TASK DIRECTIONS >>
In the entries that follow, find each line with the word "environment" and copy it.

MATERIAL TO PROCESS >>
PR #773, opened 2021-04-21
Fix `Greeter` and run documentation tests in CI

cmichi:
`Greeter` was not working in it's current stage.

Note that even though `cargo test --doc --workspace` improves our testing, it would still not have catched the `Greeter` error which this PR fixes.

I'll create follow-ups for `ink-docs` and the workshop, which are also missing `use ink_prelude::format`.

---

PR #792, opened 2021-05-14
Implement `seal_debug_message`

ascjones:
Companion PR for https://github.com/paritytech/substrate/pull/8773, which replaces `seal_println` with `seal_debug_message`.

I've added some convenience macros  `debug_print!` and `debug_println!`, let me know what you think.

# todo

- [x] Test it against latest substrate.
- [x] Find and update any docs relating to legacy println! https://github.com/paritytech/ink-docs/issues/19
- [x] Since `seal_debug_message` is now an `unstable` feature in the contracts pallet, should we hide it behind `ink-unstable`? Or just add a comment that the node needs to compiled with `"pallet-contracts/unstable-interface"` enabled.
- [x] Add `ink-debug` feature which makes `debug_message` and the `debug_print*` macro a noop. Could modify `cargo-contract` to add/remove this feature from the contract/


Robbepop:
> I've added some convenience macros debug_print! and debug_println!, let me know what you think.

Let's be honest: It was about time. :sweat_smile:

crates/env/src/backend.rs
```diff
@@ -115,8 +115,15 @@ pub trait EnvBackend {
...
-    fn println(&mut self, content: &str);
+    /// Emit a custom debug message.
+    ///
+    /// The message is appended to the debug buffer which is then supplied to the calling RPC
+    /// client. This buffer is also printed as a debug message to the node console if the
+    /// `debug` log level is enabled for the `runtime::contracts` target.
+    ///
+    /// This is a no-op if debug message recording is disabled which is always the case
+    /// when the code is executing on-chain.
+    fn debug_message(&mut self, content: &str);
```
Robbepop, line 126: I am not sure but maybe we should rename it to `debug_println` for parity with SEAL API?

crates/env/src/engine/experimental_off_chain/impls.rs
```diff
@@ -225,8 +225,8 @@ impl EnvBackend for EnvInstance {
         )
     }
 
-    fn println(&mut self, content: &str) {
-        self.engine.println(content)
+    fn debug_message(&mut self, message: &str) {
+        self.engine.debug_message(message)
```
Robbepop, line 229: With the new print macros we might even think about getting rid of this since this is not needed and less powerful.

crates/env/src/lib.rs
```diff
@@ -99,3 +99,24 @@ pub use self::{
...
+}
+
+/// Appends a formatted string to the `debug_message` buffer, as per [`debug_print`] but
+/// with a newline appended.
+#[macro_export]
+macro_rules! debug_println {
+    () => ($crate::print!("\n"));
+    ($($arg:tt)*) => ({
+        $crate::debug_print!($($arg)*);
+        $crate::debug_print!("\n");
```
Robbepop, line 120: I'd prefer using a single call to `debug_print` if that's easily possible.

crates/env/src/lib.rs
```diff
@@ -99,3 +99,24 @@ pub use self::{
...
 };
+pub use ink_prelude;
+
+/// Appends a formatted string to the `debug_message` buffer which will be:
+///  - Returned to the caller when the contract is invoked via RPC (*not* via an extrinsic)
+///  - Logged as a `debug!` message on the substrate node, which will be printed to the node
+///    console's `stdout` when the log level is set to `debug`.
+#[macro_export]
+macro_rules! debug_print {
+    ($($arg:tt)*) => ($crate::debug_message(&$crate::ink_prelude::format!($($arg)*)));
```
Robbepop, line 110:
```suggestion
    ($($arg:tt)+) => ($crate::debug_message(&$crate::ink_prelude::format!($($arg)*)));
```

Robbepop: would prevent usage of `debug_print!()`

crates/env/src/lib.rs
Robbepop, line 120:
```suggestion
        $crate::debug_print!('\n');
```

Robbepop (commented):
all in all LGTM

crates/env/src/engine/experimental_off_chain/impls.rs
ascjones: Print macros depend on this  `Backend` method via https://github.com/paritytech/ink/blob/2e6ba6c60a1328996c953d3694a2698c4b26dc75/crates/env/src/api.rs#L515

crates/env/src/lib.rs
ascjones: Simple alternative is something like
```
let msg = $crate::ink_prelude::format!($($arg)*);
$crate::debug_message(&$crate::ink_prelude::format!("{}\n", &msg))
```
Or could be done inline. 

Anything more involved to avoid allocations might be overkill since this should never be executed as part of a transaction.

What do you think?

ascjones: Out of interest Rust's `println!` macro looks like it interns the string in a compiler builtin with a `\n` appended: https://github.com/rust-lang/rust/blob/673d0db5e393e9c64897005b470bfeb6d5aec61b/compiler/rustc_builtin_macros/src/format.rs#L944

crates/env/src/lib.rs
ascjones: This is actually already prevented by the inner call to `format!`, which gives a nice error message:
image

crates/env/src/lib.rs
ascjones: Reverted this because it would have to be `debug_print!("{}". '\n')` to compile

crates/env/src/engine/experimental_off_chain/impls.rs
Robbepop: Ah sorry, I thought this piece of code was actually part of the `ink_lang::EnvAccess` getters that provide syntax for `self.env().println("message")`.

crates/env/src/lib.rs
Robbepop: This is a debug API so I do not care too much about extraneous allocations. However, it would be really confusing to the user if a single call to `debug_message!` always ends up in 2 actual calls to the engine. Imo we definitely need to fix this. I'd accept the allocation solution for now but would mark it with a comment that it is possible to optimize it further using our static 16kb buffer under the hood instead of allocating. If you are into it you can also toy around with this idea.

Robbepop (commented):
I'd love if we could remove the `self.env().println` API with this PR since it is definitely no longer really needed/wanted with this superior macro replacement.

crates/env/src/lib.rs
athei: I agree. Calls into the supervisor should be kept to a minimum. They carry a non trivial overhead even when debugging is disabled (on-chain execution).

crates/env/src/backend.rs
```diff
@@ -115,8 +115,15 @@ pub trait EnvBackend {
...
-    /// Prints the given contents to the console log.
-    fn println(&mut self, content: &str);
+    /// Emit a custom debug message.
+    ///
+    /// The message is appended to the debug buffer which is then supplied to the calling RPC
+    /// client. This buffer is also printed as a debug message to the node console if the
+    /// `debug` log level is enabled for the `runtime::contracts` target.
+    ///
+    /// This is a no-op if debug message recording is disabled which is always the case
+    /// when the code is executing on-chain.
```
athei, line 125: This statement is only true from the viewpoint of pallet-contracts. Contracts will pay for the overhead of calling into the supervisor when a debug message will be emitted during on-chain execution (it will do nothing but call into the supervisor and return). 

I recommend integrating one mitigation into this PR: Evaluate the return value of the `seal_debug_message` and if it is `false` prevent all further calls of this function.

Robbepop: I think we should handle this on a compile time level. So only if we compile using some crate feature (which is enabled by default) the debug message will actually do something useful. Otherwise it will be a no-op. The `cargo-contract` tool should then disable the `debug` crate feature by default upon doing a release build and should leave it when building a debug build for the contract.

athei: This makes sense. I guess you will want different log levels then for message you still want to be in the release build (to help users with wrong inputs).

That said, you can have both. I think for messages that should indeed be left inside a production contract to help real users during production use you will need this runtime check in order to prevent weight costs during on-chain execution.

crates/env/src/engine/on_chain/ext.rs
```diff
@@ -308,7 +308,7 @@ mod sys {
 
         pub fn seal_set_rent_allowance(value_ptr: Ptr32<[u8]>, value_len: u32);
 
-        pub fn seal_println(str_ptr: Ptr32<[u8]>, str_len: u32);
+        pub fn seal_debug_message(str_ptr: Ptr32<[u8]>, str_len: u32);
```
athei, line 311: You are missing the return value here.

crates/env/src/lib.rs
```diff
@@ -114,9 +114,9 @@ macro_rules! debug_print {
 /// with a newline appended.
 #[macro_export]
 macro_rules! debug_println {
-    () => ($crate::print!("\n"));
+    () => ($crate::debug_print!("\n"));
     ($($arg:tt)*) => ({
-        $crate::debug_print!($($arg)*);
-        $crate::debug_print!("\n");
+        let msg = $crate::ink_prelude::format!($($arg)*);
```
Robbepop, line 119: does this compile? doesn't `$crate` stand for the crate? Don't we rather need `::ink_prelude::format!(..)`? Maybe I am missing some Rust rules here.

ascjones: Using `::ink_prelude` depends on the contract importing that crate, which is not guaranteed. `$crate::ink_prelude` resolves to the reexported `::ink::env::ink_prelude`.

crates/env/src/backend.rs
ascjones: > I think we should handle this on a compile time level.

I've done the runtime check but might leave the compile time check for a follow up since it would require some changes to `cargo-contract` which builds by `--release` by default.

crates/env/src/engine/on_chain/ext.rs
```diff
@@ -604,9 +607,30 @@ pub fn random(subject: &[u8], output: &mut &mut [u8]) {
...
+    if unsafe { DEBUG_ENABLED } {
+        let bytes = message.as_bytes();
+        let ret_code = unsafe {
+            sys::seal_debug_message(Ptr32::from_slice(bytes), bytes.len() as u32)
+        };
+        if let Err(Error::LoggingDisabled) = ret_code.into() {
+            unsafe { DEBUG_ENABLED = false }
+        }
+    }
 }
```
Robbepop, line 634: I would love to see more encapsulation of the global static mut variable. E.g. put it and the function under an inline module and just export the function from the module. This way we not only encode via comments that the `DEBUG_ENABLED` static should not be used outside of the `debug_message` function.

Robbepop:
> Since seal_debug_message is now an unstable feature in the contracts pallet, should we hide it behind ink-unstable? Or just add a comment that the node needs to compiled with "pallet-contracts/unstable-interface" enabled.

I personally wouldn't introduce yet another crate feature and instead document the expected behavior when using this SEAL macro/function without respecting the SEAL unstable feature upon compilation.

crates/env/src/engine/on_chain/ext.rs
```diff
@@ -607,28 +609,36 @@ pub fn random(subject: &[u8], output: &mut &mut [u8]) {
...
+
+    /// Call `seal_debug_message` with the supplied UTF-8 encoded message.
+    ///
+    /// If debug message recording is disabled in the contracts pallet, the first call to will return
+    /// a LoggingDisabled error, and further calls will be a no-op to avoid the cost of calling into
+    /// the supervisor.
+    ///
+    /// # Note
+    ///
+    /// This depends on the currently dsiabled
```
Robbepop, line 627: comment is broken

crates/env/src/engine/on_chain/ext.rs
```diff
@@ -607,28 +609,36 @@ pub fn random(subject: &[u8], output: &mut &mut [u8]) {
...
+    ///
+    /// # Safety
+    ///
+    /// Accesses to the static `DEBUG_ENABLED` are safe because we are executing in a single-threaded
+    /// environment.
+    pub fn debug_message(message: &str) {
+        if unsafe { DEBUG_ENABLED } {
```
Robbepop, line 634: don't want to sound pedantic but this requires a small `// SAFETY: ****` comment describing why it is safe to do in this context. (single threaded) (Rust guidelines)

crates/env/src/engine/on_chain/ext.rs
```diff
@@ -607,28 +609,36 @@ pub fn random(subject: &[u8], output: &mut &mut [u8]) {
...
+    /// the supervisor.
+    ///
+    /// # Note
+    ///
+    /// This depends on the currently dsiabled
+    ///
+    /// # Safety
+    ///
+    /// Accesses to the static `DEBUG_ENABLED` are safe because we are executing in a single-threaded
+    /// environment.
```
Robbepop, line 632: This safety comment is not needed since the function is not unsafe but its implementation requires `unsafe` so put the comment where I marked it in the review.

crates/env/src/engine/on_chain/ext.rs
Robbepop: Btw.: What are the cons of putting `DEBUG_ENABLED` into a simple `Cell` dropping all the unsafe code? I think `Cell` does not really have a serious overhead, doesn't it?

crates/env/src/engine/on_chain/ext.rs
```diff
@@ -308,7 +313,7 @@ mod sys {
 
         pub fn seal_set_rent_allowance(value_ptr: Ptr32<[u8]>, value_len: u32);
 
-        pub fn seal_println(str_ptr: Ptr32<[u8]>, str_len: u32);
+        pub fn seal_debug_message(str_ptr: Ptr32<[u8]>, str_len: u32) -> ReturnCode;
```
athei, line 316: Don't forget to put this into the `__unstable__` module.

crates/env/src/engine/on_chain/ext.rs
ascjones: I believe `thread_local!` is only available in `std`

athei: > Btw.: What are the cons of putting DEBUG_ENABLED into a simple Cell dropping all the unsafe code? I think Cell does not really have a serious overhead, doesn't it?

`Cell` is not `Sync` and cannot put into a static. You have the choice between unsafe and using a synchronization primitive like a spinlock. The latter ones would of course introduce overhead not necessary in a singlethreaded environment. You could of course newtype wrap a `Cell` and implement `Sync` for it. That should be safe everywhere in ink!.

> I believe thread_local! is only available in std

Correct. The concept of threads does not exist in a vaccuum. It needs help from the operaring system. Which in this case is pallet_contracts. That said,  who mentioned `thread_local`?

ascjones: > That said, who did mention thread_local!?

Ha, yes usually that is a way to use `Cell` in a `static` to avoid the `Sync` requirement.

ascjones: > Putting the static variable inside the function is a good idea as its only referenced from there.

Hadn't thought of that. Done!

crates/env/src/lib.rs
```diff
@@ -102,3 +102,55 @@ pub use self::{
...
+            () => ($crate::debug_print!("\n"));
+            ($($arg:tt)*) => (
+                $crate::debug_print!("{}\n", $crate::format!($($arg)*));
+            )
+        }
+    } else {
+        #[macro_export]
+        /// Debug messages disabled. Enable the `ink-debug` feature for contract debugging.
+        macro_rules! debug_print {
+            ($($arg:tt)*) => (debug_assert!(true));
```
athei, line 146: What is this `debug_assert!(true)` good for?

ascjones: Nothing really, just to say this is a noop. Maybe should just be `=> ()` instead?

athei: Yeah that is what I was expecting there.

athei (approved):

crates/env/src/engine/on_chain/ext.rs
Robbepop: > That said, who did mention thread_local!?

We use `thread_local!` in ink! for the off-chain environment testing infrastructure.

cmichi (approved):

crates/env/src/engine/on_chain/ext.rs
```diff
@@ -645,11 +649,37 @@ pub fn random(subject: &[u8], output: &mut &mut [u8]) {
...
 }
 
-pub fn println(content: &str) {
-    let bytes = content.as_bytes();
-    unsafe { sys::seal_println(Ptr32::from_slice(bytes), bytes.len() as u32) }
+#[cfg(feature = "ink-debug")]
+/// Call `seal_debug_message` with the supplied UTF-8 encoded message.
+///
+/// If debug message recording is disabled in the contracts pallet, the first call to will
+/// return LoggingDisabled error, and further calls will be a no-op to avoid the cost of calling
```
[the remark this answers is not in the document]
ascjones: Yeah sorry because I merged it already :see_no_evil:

TASK OUTPUT >>
+    /// environment.
+    /// environment.
`Cell` is not `Sync` and cannot put into a static. You have the choice between unsafe and using a synchronization primitive like a spinlock. The latter ones would of course introduce overhead not necessary in a singlethreaded environment. You could of course newtype wrap a `Cell` and implement `Sync` for it. That should be safe everywhere in ink!.
We use `thread_local!` in ink! for the off-chain environment testing infrastructure.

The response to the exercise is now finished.